Your response should reproduce every line of the entries that contains the word "good".

(Stored items)
===============

PR #2130, opened 2026-06-13
tls session resumption key rotation

victorstewart:
good security hygiene to cycle these keys on some regular basis, and might not want to force expire every existing ticket that has been issued.

RFCs talk about lifetimes of 7 days: https://www.rfc-editor.org/rfc/rfc9325.html#section-3.4-4.2
cloudflare cycles keys every hour: https://blog.cloudflare.com/tls-1-3-overview-and-q-and-a/

### DIFF
--- a/picoquic/picoquic_internal.h
+++ b/picoquic/picoquic_internal.h
@@ -573,11 +573,10 @@ typedef int (*picoquic_performance_log_fn)(picoquic_quic_t* quic, picoquic_cnx_t
 /* QUIC context, defining the tables of connections,
  * open sockets, etc.
  */
-typedef struct st_picoquic_server_state_key_t {
+typedef struct st_picoquic_ticket_key_state_t {
     void* aead_encrypt_ctx;
     void* aead_decrypt_ctx;
-    size_t checksum_length;
-} picoquic_server_state_key_t;
+} picoquic_ticket_key_state_t;
 
 typedef struct st_picoquic_quic_t {
     void* tls_master_ctx;
@@ -683,8 +682,8 @@ typedef struct st_picoquic_quic_t {
     picoquic_connection_id_cb_fn cnx_id_callback_fn;
     void* cnx_id_callback_ctx;
 
-    picoquic_server_state_key_t server_state_key[2];
-    unsigned int server_state_key_active_slot : 1;
+    picoquic_ticket_key_state_t ticket_key_state[2];
+    unsigned int ticket_key_state_active_slot : 1;
     void ** retry_integrity_sign_ctx;
     void ** retry_integrity_verify_ctx;
 
--- a/picoquic/picoquic_internal.h
+++ b/picoquic/picoquic_internal.h
@@ -684,7 +684,7 @@ typedef struct st_picoquic_quic_t {
     void* cnx_id_callback_ctx;
 
     picoquic_server_state_key_t server_state_key[2];
-    uint8_t server_state_key_active_slot;
+    uint8_t server_state_key_active_slot : 1;
     void ** retry_integrity_sign_ctx;
     void ** retry_integrity_verify_ctx;
 
--- a/picoquic/picoquic_internal.h
+++ b/picoquic/picoquic_internal.h
@@ -684,7 +684,7 @@ typedef struct st_picoquic_quic_t {
     void* cnx_id_callback_ctx;
 
     picoquic_server_state_key_t server_state_key[2];
-    uint8_t server_state_key_active_slot : 1;
+    unsigned int server_state_key_active_slot : 1;
     void ** retry_integrity_sign_ctx;
     void ** retry_integrity_verify_ctx;
 
--- a/picoquic/picoquic_internal.h
+++ b/picoquic/picoquic_internal.h
@@ -573,6 +573,12 @@ typedef int (*picoquic_performance_log_fn)(picoquic_quic_t* quic, picoquic_cnx_t
 /* QUIC context, defining the tables of connections,
  * open sockets, etc.
  */
+typedef struct st_picoquic_server_state_key_t {
+    void* aead_encrypt_ctx;
+    void* aead_decrypt_ctx;
+    size_t checksum_length;
+} picoquic_server_state_key_t;
+
 typedef struct st_picoquic_quic_t {
     void* tls_master_ctx;
     picoquic_stream_data_cb_fn default_callback_fn;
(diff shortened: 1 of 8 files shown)


huitema (commented):
Yes, we do need something like that. Couple of questions:

1. Have you considered reserving a bit or two in the ticket to identify the key? That would allow overlap between old and new key while reserving space for only two keys, current and previous.

2. If I remember correctly (travelling, difficult to browse large code on laptop), we use the same key for tickets and tokens. Would need to reserve bits in tokens as well.

3. Maybe not related to this PR, but we need at some point to let developers pass a key *handle* instead of a key value, so the actual key can be kept in whatever safe way OpenSSL or MbedTLS supports.

victorstewart:
oh good idea because it really should be designed such that you never need more than 2 active. that's how we did it with the CID keys. i'll switch the design to that.

i'll do the same for tokens also.

picoquic/picoquic_internal.h
```diff
@@ -677,8 +683,8 @@ typedef struct st_picoquic_quic_t {
     picoquic_connection_id_cb_fn cnx_id_callback_fn;
     void* cnx_id_callback_ctx;
 
-    void* aead_encrypt_ticket_ctx;
-    void* aead_decrypt_ticket_ctx;
+    picoquic_server_state_key_t server_state_key[2];
+    uint8_t server_state_key_active_slot : 1;
```
huitema: This is not portable. The specification should be:

``` suggestion
    unsigned int server_state_key_active_slot : 1;
```

picoquic/tls_api.c
```diff
@@ -1265,14 +1295,14 @@ int picoquic_server_encrypt_ticket_call_back(ptls_encrypt_ticket_t* encrypt_tick
...
 
     if (is_encrypt != 0) {
-        ptls_aead_context_t* aead_enc = (ptls_aead_context_t*)quic->aead_encrypt_ticket_ctx;
+        picoquic_server_state_key_t* key = &quic->server_state_key[quic->server_state_key_active_slot];
         /* Encoding*/
-        if (aead_enc == NULL) {
+        if (!picoquic_server_state_key_is_set(key)) {
             ret = -1;
-        } else if ((ret = ptls_buffer_reserve(dst, 8 + 4 + src.len + aead_enc->algo->tag_size)) == 0) {
+        } else if ((ret = ptls_buffer_reserve(dst, 8 + 4 + src.len + key->checksum_length)) == 0) {
```
huitema: I suppose that these two formulations are equivalent, but the old one is more precise: what we call "checksum" is defined in AEAD as the "tag_size". It is a property of the selected AEAD algorithm.

picoquic/tls_api.c
```diff
@@ -1229,6 +1229,36 @@ int picoquic_client_hello_call_back(ptls_on_client_hello_t* on_hello_cb_ctx,
...
+}
+
+static uint64_t picoquic_server_state_random_sequence(uint8_t key_slot)
+{
+    uint64_t sequence;
+
+    do {
+        sequence = picoquic_public_random_64();
+    } while (PICOQUIC_SERVER_STATE_KEY_SLOT(sequence) != key_slot);
+
```
huitema: That's one way to do it. Another is:

static uint64_t picoquic_server_state_random_sequence(int key_slot) {
return (picoquic_public_random_64()&0x7ffffffffffffff)|(((uint64_t)key_slot&1)<<63);
}

picoquic/quicctx.c
```diff
@@ -1077,14 +1077,8 @@ void picoquic_free(picoquic_quic_t* quic)
...
-        if (quic->aead_encrypt_ticket_ctx != NULL) {
-            picoquic_aead_free(quic->aead_encrypt_ticket_ctx);
-            quic->aead_encrypt_ticket_ctx = NULL;
-        }
-
-        if (quic->aead_decrypt_ticket_ctx != NULL) {
-            picoquic_aead_free(quic->aead_decrypt_ticket_ctx);
-            quic->aead_decrypt_ticket_ctx = NULL;
+        for (int i = 0; i < 2; i++) {
+            picoquic_dispose_server_state_key(&quic->server_state_key[i]);
```
huitema: The name is a bit weird. "server_state" could be anything. I would have preferred "ticket_key_state".

picoquic/tls_api.c
```diff
@@ -2593,10 +2633,23 @@ int picoquic_server_setup_ticket_aead_contexts(picoquic_quic_t* quic,
...
+        }
+        if (ret == 0) {
+            ret = picoquic_set_aead_from_secret(&new_key.aead_decrypt_ctx, cipher, 0, temp_secret, "random label");
+        }
+
+        if (ret != 0) {
+            picoquic_dispose_server_state_key(&new_key);
+        }
+        else {
+            new_key.checksum_length = picoquic_aead_get_checksum_length(new_key.aead_encrypt_ctx);
```
huitema: Not a big deal, but we probably do not need to squirrel away the checksum length. The definition of `picoquic_aead_get_checksum_length` is simple enough, we can just call it when we need it. Better still, we could fix `picoquic_aead_get_checksum_length`, remove the temporary hack, and turn it into a Macro.

huitema (commented):
We are almost there. I fixed an issue that was crashing the compiling on Windows: when specifying a size integer (as in x:1) the base type needs to be "int" or preferably "unsigned int", because a single signed bit has thevalue -1 in complement to 2 logic. using types derived from uint8 does not work on some compilers, because "uint8_t" may be defined as "unsigned int : 8"...

Just a few comments.

picoquic/tls_api.c
```diff
@@ -1229,6 +1229,36 @@ int picoquic_client_hello_call_back(ptls_on_client_hello_t* on_hello_cb_ctx,
...
 
+#define PICOQUIC_TOKEN_TYPE_NEW 0x4000000000000000ull
+#define PICOQUIC_SERVER_STATE_KEY_SLOT(sequence) ((uint8_t)((sequence) >> 63))
+
+static int picoquic_server_state_key_is_set(picoquic_server_state_key_t* key)
+{
+    return key->aead_encrypt_ctx != NULL && key->aead_decrypt_ctx != NULL;
+}
+
+static uint64_t picoquic_server_state_random_sequence(uint8_t key_slot)
```
huitema:
```suggestion
static uint64_t picoquic_server_state_random_sequence(unsigned int key_slot)
```

huitema (approved):
Great. This was indeed a missing piece for server management!

PR #2131, opened 2026-06-15
Using liburing on the receive path

huitema:
The first step in the implementation of liburing is to use it on the receive path, replacing the calls to "recvmsg" and "poll" by io_uring equivalents. Early tests using loopback on ubuntu show an average performance gain of about 20%.

| test | poll | io_uring | gain | 
| ---- | ---- | ---- | ---- |
| 1 | 3.48 | 4.20 | 21% | 
| 2 | 3.51 | 4.27 | 22% |
| 3 | 3.57 | 4.28 | 20% |
| 4 | 3.70 | 4.30 | 16% |
| 5 | 3.72 | 4.44 | 19% | 
| Average | 3.60 | 4.30 | 20% |

These tests were conducted on an old Dell XPS15 laptop running Ubuntu. Each test represents a 10GB transfer using QUIC perf (data from memory, not from the disk). The transfer rates are measured in Gbps. The main explanation for the performance difference is that the "ring" structure in io_uring introduces less overhead when processing asynchronous calls.

The implementation of io_uring is not yet complete. ~The tests such as NAT emulation or Thread operation appear to not pass, and will need to be debugged.~ _(Fixed: needed to update the io_uring ring after the cancellation of pending SQE.)_

We will also need to complete the support of QMUX, and to extend the use of io_uring to the sending path. This might require a rewrite of the "sockloop" code, which was designed for the wait-receive-send sequence typical of a "select" loop.


gmarzot:
@huitema This looks exciting. Any news on plan to merge? I will be trying to activate this in [aiopquic](https://pypi.org/project/aiopquic/) `v0.4.0`

huitema:
Early tests showed 2 potential issues:

- That io_uring (and asynch IO) offloads some processing to a kernel thread. The main thread CPU usage is lower, but that may not be such a win when one consider the whole CPU.
- That we somehow had a high amount of "zero length read" on the wake up pipe, probably a bug of some kind.

We need to at least fix the wakeup bug before merging this. There will be two other tasks to do: support the TCP sockets if the app uses QMux; and, use io_uring on the send path as well.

===============

**RESPONSE:**
good security hygiene to cycle these keys on some regular basis, and might not want to force expire every existing ticket that has been issued.
oh good idea because it really should be designed such that you never need more than 2 active. that's how we did it with the CID keys. i'll switch the design to that.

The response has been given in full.